## Task brief
Could you return the listing below exactly, with every line intact?

▬▬▬

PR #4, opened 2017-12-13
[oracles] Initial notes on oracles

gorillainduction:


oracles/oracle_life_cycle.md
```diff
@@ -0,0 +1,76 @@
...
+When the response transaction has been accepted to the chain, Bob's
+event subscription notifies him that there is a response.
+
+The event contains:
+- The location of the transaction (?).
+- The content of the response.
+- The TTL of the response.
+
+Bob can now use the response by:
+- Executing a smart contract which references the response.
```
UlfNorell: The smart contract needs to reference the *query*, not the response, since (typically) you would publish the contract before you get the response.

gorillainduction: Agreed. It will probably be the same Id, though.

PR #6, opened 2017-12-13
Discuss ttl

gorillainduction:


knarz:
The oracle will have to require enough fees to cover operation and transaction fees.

▬▬▬

## Written answer
PR #4, opened 2017-12-13
[oracles] Initial notes on oracles

gorillainduction:


oracles/oracle_life_cycle.md
```diff
@@ -0,0 +1,76 @@
...
+When the response transaction has been accepted to the chain, Bob's
+event subscription notifies him that there is a response.
+
+The event contains:
+- The location of the transaction (?).
+- The content of the response.
+- The TTL of the response.
+
+Bob can now use the response by:
+- Executing a smart contract which references the response.
```
UlfNorell: The smart contract needs to reference the *query*, not the response, since (typically) you would publish the contract before you get the response.

gorillainduction: Agreed. It will probably be the same Id, though.

PR #6, opened 2017-12-13
Discuss ttl

gorillainduction:


knarz:
The oracle will have to require enough fees to cover operation and transaction fees.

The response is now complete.